That I need to test, but if ya know..??


----------



## Bob Haller

I dont believe the 508 has a screen saver, I havent got the latest software yet.


----------



## Guest

BobaBird, try hitting the SAT button to fix the scroll button.


----------



## BobaBird

Good suggestion, but my remote is always in Sat mode. I was referring to the undersized Page buttons (not the blue arrows) which still do nothing in the timer list.


----------



## andrzejpw

got it a few days ago. So far, great!


----------



## DarrellP

A nice touch: If you are watching a recorded program and hit the # key to go into search, it puts the name of the program you are watching in the Search field. 

This is cool because I had recorded Training Days but it was off a channel that was not DD 5.1 so I wanted to search to find it on HBO-E or W and it was playing later that day.
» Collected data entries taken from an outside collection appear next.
Issue #300, opened 2021-01-14
Link to "clade-defining mutations" is broken


iskandr:
At the bottom of https://clades.nextstrain.org/ under "Clade Assignment" there is a link for clade-defining mutations which points to https://github.com/nextstrain/ncov/blob/master/config/clades.tsv -- that link doesn't work. I'm guessing it should be https://github.com/nextstrain/ncov/blob/master/defaults/clades.tsv instead.

PR #301, opened 2021-01-14
Updated link for clade defining mutations

iskandr:
Link is currently broken, fixes: https://github.com/nextstrain/nextclade/issues/300


ivan-aksamentov:
@iskandr Thanks, good catch!

PR #358, opened 2021-02-19
Major dependency updrade

ivan-aksamentov:
This upgrades almost all of the dependency packages to the latest versions.

Notable are:
 - React is upgraded from 16 to 17 (https://reactjs.org/blog/2020/10/20/react-v17.html)
 - Webpack is upgraded from 4 to 5. This is especially important because Webpack 5 is needed to make wasm + Threads.js to work nicely together.

As in case with any upgrades, this might have unintended consequences and breakage, but so far it looks okay.


rneher:
This is broken for me on chromium and firefox. Just keeps spinning...

image

rneher:
same in Chrome.

PR #374, opened 2021-03-10
Upgrade auspice to 2.23.0

ivan-aksamentov:
This:
 - upgrades auspice from 2.18.2 to 2.23.0
 - adds the new tree filtering functionality from auspice
 - removes the old tree filtering panel
 - colors tree by clade and filters by "node type - new" by default


rneher:
@jameshadfield: am I correct that these things

https://github.com/nextstrain/nextstrain.org/tree/master/auspice-client/customisations

need to go into auspice of nextclade to make it look more like nextstrain.org?

jameshadfield:
@rneher yes -- all the files in that directory are used but only the `config.json` is passed to `auspice build`. [This is the line](https://github.com/nextstrain/nextstrain.org/blob/master/build.sh#L45) where we build auspice during nextstrain.org deploy.

PR #396, opened 2021-04-26
add Conda and Galaxy badge

bgruening:
This is adding two new badges. An Anaconda badge pointing users to a conda package to install nextclade (and nextalign) and a Galaxy badge pointing users to use nextclade on the European Galaxy server. Nextalign is also packaged and available, but one badge is probably enough. There is also for both packages a BioContainer available (Docker/Singularity).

On the down side, I've had 2 lockups since I got 168 and I did a power button reset as soon as I got 168.


----------



## timr21

I got the upgrade middle of last week...just in time for the NFC title game - and just in time to see the Bucs pummel the Eagles. I can't wait to watch the Superbowl with my PVR! I also can't wait to see the Bucs in the Superbowl. It's been 27 years...we deserve one. Gooooo Bucs!!!!! 

TimR


----------



## MrAkai

Does the new software compare timer titles to show titles before recording?
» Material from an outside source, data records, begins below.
PR #420, opened 2021-06-05
data: update tree with new clade designations and alias names for the…

rneher:
… WHO VoC and VoI names


ivan-aksamentov:
Related: https://github.com/nextstrain/ncov/pull/650

PR #421, opened 2021-06-07
Improve "clade" column

ivan-aksamentov:
This attempts to improve readability of the "Clade" colnum in Nextclade web:

 - Increase width of the "Clade" column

My gal deleted all her "Program Unknown" timers and put them back in so they'd have titles, and her "Charmed" at 3pm which isn't on today because of the holiday didn't tape today, but is listed to record tomorrow (this is a mon-fri recording)

Anyone?
thanks


----------



## bunkers

I noticed that when a timer was recording that it show up in the Timer screen as "program unknown". After the program finished recording, it showed up correctly. I have only noticed that on the first day after getting 168 ... so I don't know if it always does that, or if I had an unknown program which then got assigned the name of the most recent show for that timeslot+channel.


----------



## snagel

I am not really sure I like the new recording features. I started record at the first of the Oakland Raiders/Tennessee Titans game. It gave me the selections and I selected to extend time after the event was scheduled to end. I added 1 1/2 hrs. About 1 1/2 hours after I selected (done) the recorder shut itself off. 
I then restarted the recording at half-time. This time I selected to stop the recording at the scheduled event stop time.

The recorder shut itself off 20 minutes before the end of the game........... Major irritation!!!!!!!!
The one thing that I do not like is when the recording stops if you are watching the event in delay phase is the show immediately jumps to live time. This makes it impossible for you to rewind back to see the portion of the show you just missed when it did skip to live.....
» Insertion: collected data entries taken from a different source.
PR #624, opened 2021-11-28
fix: avoid potential dereference of nullopt

ivan-aksamentov:
If there is no open range by the end of the loop, then `begin` might be `nullopt`. Then it's illegal to dereference it in the body of this conditional. I add an additional check to see if `begin` contains a value.

And while we are here, why don't we also check if the range is not empty before pushing it, as well as clarify a couple of comments? (The rule of boy scouts: Always leave the campground cleaner than you found it)

### DIFF
--- a/packages/nextclade/src/qc/rulePrivateMutations.cpp
+++ b/packages/nextclade/src/qc/rulePrivateMutations.cpp
@@ -65,8 +65,8 @@ namespace Nextclade {
       }
     }
 
-    // Terminate the last range with the last deletion
-    if (!privateDeletionsSorted.empty()) {
+    // Terminate the last range if any (there is an open range if `begin` is set)
+    if (!privateDeletionsSorted.empty() && begin) {
       const auto end = privateDeletionsSorted.back().pos;
       const auto length = end - *begin;
       deletionRanges.emplace_back(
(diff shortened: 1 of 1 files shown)


packages/nextclade/src/qc/rulePrivateMutations.cpp
```diff
@@ -61,16 +61,18 @@ namespace Nextclade {
...
     }
 
-    // Terminate the last range with the last deletion
-    if (!privateDeletionsSorted.empty()) {
+    // Terminate the last range if any (there is an open range if `begin` is set)
+    if (!privateDeletionsSorted.empty() && begin) {
       const auto end = privateDeletionsSorted.back().pos;
       const auto length = end - *begin;
-      deletionRanges.emplace_back(
-        NucleotideRange{.begin = *begin, .end = end, .length = length, .character = Nucleotide::GAP});
```
ivan-aksamentov, line 73: Before using `begin` , let's check that it's not `nullopt`, to avoid illegal access, which triggers undefined behavior.

packages/nextclade/src/qc/rulePrivateMutations.cpp
```diff
@@ -61,16 +61,18 @@ namespace Nextclade {
...
+      if (length > 0) {
+        deletionRanges.emplace_back(
+          NucleotideRange{.begin = *begin, .end = end, .length = length, .character = Nucleotide::GAP});
+      }
```
ivan-aksamentov, line 75: If the range is empty, don't push it, because empty ranges don't make sense here.

PR #627, opened 2021-11-29
feat: tune params to improve peptide alignment

ivan-aksamentov:
This improves calculation of bandwidth and shift for peptide alignment, previously introduced in https://github.com/nextstrain/nextclade/pull/613

In this version we ensure that the sequences with large insertions (large number of ref gaps) get a large enough band width.

### DIFF
--- a/packages/nextalign/src/align/alignmentParams.cpp
+++ b/packages/nextalign/src/align/alignmentParams.cpp
@@ -62,10 +62,10 @@ GapCounts countGaps(const NucleotideSequence& seq) {
 }
 
 AlignmentParams calculateAaAlignmentParams(const GapCounts& queryGapCounts, const GapCounts& refGapCounts) {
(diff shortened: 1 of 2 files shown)


ivan-aksamentov:
This PR stems from master and causes invariant violation in the test case ` TranslateGenes.DetectsTrailingFrameShift`:https://github.com/nextstrain/nextclade/blob/b4e027516e737d99179682be3e3e2ecb6b174ce0/packages/nextalign/tests/translateGenes.test.cpp#L65-L98

The message is as follows:
```
packages/nextalign/src/align/alignPairwise.cpp:375:
Invariant violated: expected lastIndexByShift[i] > 0, but got:
lastIndexByShift[i] is -1
and
0 is 0
```

I think this case was fixed in https://github.com/nextstrain/nextclade/pull/625, but might still be worth to double check everything, including the test.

This irritated the hell out of me....... I was into the game the score was Oakland 27 , Tennessee 24 with 7 minutes to go left in the game. The recording stopped and jumped to live score now Oakland 41 , Tennessee 24. I was totally surprised saying "What happened". I could not rewind at all to see what did happen......


----------



## bunkers

Are you sure you didn't start recording the first time BEFORE the game (or before the game in EPG, i.e. the previous EPG timeslot) had actually started? It sounds like you might have selected the previous timeslot and then it added 1.5 hours and stopped, as requested.

Then the second time, maybe that game was running late, so it stopped 20 minutes early (because that was the end of the timeslot?).

I'm thinking you choose the right option the first time, but maybe too early. Then, the second time, you choose the wrong option for game likely to overrun. I'm just speckulating, let me know if they wasn't possibily the case.

I agree, new options can backfire in new ways -- sounds like a frustrating experience.


----------



## snagel

Has anyone been having troubles with a hyperactive remote or hyperactive cursor......
Lately for about the last 3 to 4 weeks I have been having trouble selecting anything from the PVR page. I try to select something on the page and the cursor of selection jumps past the intended selection 3 or four. You then try to go back to your intended selection it then shoots past the selection by one, two or more selections the other way......
I notice this hyperactive remote or cursor problem in the PVR page , both in the section of events and on the right side of the same page where it states Manage, edit , delete, clear etc.

This also happens on the search page, touch one letter and it types several of the same letter 

Any ideas what is causing this and remedies would be appreciated.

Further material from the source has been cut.